● Instructions to follow:
Repeat the data below exactly, with every entry included.

● Saved entries:
□ □ □ □ □

Issue #6942, opened 2025-02-19
Fully implement `#[deprecated]` attribute


ironcev:
Currently, only structs can be marked as `#[deprecated]` and the warning for using deprecated structs will not be emitted for all expressions in which a struct can be used.

Since we do not emit any error or warning for using `#[deprecated]` aside of stucts, this leads to a misleading usage, where items are annotated as `#[depricated]` but that annotation does not have any effect.

E.g., some examples of using `#[deprecated]` without any effect in the standard library:
- `std::constants::ZERO_B256`
- `std::ecr::ec_recover`
- `std::evm::ecr::ec_recover_evm_address`

Warning for usages of `#[deprecated]` outside of struct declarations will be done in #6880.

This issues calls for step-wise implementation of `#[deprecated]` in the following directions:
- [ ] allowing it on all elements where it makes sense.
- [ ] checking for usages of deprecated items in all places.
- [ ] supporting deprecating parent elements and propagating the deprecation to all child elements. E.g., if we deprecated the whole module by annotating the module kind as `#[deprecated]` this should deprecated all the items in that module. Same is with deprecating, e.g., `impl`s.

PR #6986, opened 2025-03-04
Defining, parsing, and checking `#[attribute]`s

### LINKED ISSUE #6880: Forbid using attributes where there are not supposed to be used
Currently, all attributes can annotate any lexical element on which attributes are allowed, e.g., an item, regardless of annotation making sense or not:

□ □ □ □ □

● Answer section:
Issue #6942, opened 2025-02-19
Fully implement `#[deprecated]` attribute


ironcev:
Currently, only structs can be marked as `#[deprecated]` and the warning for using deprecated structs will not be emitted for all expressions in which a struct can be used.

Since we do not emit any error or warning for using `#[deprecated]` aside of stucts, this leads to a misleading usage, where items are annotated as `#[depricated]` but that annotation does not have any effect.

E.g., some examples of using `#[deprecated]` without any effect in the standard library:
- `std::constants::ZERO_B256`
- `std::ecr::ec_recover`
- `std::evm::ecr::ec_recover_evm_address`

Warning for usages of `#[deprecated]` outside of struct declarations will be done in #6880.

This issues calls for step-wise implementation of `#[deprecated]` in the following directions:
- [ ] allowing it on all elements where it makes sense.
- [ ] checking for usages of deprecated items in all places.
- [ ] supporting deprecating parent elements and propagating the deprecation to all child elements. E.g., if we deprecated the whole module by annotating the module kind as `#[deprecated]` this should deprecated all the items in that module. Same is with deprecating, e.g., `impl`s.

PR #6986, opened 2025-03-04
Defining, parsing, and checking `#[attribute]`s

### LINKED ISSUE #6880: Forbid using attributes where there are not supposed to be used
Currently, all attributes can annotate any lexical element on which attributes are allowed, e.g., an item, regardless of annotation making sense or not:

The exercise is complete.